Agents and brokers enrolling or assisting individuals through the exchange must comply with all state laws related to agents and brokers, including laws related to confidentiality and conflicts of interest, these lawyers said.
Regarding the much-maligned Navigator program, a separate and distinct mechanism for providing education and assistance concerning the Exchanges, the final rule specifies that states may select licensed agents and brokers to serve as Navigators, one legal analysis says.

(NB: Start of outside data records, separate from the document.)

PR #163, opened 2019-03-04
Have all k8st resources locally and update them so that CI runs correctly

lwr20:
## Description
Now that the hosted etcd manifest is no longer in master, we need replacement resources locally in order to run CI.

## Release Note

```release-note
None required
```

### DIFF
--- a/Makefile
+++ b/Makefile
@@ -481,7 +481,7 @@ k8s-test:
 ## Start k8s cluster
 k8s-start: $(NODE_CONTAINER_CREATED) tests/k8st/$(DIND_SCR)
 	CNI_PLUGIN=calico \
-	CALICO_VERSION=master \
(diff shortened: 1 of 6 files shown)


caseydavenport:
@lwr20 once merged can you also revert https://github.com/projectcalico/calico/pull/2465?

lwr20:
> Longer term, I would much prefer to not check in so much of this, specifically the dind-cluster script
The difficulties here:

1. upstream are VERY slow to merge contributions (Neil's PR has been open for ~6 months)
2. the checked in script is NOT the upstream one - I had to modify it to work with local yaml files (upstream script has hard-coded the CNI manifest URLs).  To upstream that, we'd need to submit a PR putting all the manifest URLs into overridable env vars (and see point 1 above)

PR #168, opened 2019-03-06
[V3.3]Backporting changes from master for bird readiness check to avoid aggresive update.

tathagatachowdhury:
This is a back-porting of changes from master for bird readiness check to avoid aggressive update in case of issue during rolling update.


caseydavenport:
https://github.com/projectcalico/node/pull/162

PR #207, opened 2019-04-06
Fix for ipset error

stevegaossou:
## Description
Fixes issue with ipset when running add commands that include tcp, to avoid error "Syntax error: 'tcp' is invalid as number".

### Steps to Reproduce
- On `master` build the node image 
```
make image
```
- Now run it in privileged mode
```
docker run -it --privileged calico/node:latest-amd64 sh
```
- Run the following: 
```
# ipset create cali4t47 hash:ip,port family inet maxelem 1048576
# ipset add cali4t47 192.168.85.14,tcp:80
```
- Observe the error: 
```
ipset v6.38: Syntax error: 'tcp' is invalid as number
Syntax error: cannot parse 'tcp' as a protocol
```

### Fix
- In the same container install 
```
# apt-get install netbase
```
- Now run the second command again (it should now work without the error)
```
# ipset add cali4t47 192.168.85.14,tcp:80
#
```
## Todos
- [ ] ~~Tests~~
- [ ] ~~Documentation~~
- [ ] ~~Release note~~

## Release Note
```release-note
None required
```

### DIFF
--- a/Dockerfile.amd64
+++ b/Dockerfile.amd64
@@ -34,6 +34,9 @@ RUN apt-get update && apt-get install -y \
     runit \ 
     # Need kmod to ensure ip6tables-save works correctly
     kmod \ 
+    # Need netbase in order for ipset to work correctly 
+    # See https://github.com/kubernetes/kubernetes/issues/68703
+    netbase \ 
     # Also needed (provides utilities for browsing procfs like ps) 
     procps \    
     ca-certificates


stevegaossou:
Hey @caseydavenport I don't have permissions so I cannot remove the labels `docs-pr-required` and `release-not-required`. I'm guessing I don't need those for this fix. 

Also, as we discussed this probably doesn't require adding a regression test, since we already have some in Wavetank.

PR #760, opened 2014-06-26
Detective tweaks, now with 100% less merge conflicts!

MrSnapwalk:
Adds a new grey detective uniform. Sprites by myself.
Adds a detective's flask, and a standard flask for mapmakers (@Metacide, this means you). Also standardizes flask names. Sprites from Bay.
Removes the tie from the brown detective trenchcoat, and adds it to his cabinet.
Makes the leather satchel the default detective satchel, and makes lace-up shoes the default detective footwear.
Makes the detective spawn with sunglasses.
Makes the detective spawn with a telescopic baton, as an alternative to using his gun to take down a target.
Makes the Forensic Scanner weight class 2 (instead of weight class 3), allowing it to fit into a pocket.
Removes the the virtually unused evidence bags from the detective's spawning gear (a box of them are still in his office, however).

Please merge this quickly, as I don't want to have to go through re-adding all this stuff again.


MrSnapwalk:
Something ALWAYS has to go wrong, doesn't it? One sec, I'll make it compile.

EDIT: Fixed. If anyone commits anything that makes this thing have merge conflicts, I will stab their eyes out with a fork and eat their entrails.

ghost:
Yes the unfortunate part about commonly updated dmis like suits or weapons is that you step on people's toes when you make updates, which is a bummer for everyone when it happens. I hate having to go back and make a new branch or manually merge things too, so thank you for not ditching it as the alt detective suit you made is hella cool.

Good job adding the telebaton to the detective's spawn rather than his locker or what have you. I really, really want to keep the telebatons as an incentive for people to play the roles they're for as people don't play heads of staff or security enough as it is.

I was going to give the detective the telebaton from the git-go but it was far too OP at the start, with my recent changes making it a good sidegrade to the normal stun baton (unlimited charge, but less stun/damage and a huge delay) I think it's at a good place where it can be used by people legitimately. And the detective fits it perfectly, because well, _watch_dogs._

I probably won't get alt_titles done for a long time unless someone else takes up the torch, it has a lot to do with bay using extremely old code that /tg/ (and NT) has since refractored.

code/modules/clothing/head/jobs.dm
```diff
@@ -45,12 +45,17 @@
 	flags = HEADCOVERSEYES|BLOCKHAIR
 
 /obj/item/clothing/head/det_hat
-	name = "hat"
+	name = "trilby"
```
Atskadan, line 48: lol

code/modules/clothing/suits/jobs.dm
```diff
@@ -63,7 +63,7 @@
 
 //Detective
 /obj/item/clothing/suit/det_suit
-	name = "coat"
+	name = "trenchcoat"
```
Atskadan, line 66: tips trilby

PR #762, opened 2014-06-27
Fixes crew transfer shuttle votes.

### LINKED ISSUE #759: Non-admins can call crew transfer shuttle votes at any time.
I believe this has something to do with the fact that bay uses a different (older) permissions thing, and while as an admin the vote says (disallowed) as in normal players should not be able to choose it, it's startable at any time, including lobby. Of course the shuttle doesn't actually come if the vote is started or anything, but this is meant to be an automated or admin-only process and I'm not sure where to go about fixing this. I guess I'll look at gamemode votes since those are disallowed by default.

ghost:
Fixes https://github.com/NTStation/NTstation13/issues/759

That's pretty much it. I'll PM scaredy and tell him to add the option to his config.


Atskadan:
tested?

ghost:
Ja, I de-adminned myself to make sure it was disallowed for non-admins and so admins can enable it as well.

The exchanges are required to establish standards designed to prevent, minimize and mitigate any conflicts of interest that may exist for Navigators.
This analysis said that, according to the Final Rule, an agent or broker that participates as a Navigator would be precluded from accepting commissions or other payments from an insurer for enrolling companies or employees in exchange plans (although this prohibition does not extend to compensation received for activities associated with plans outside the exchange).
According to this analysis, Navigators will presumably be compensated through exchange grants but the final rule does not offer relevant specifics as to how the grant programs will operate or what the payments will be.
Therefore, this analysis cautions, “it is still an open question whether it would make sense, as an economic proposition, for agents and brokers to become Navigators.”
This analysis said the provisions in the final rule “solidify the concept that a state can involve agents and brokers in the Exchange framework if a state so chooses,” and any further decisions or requirements for agent/broker participation in the exchanges will be made at the state level.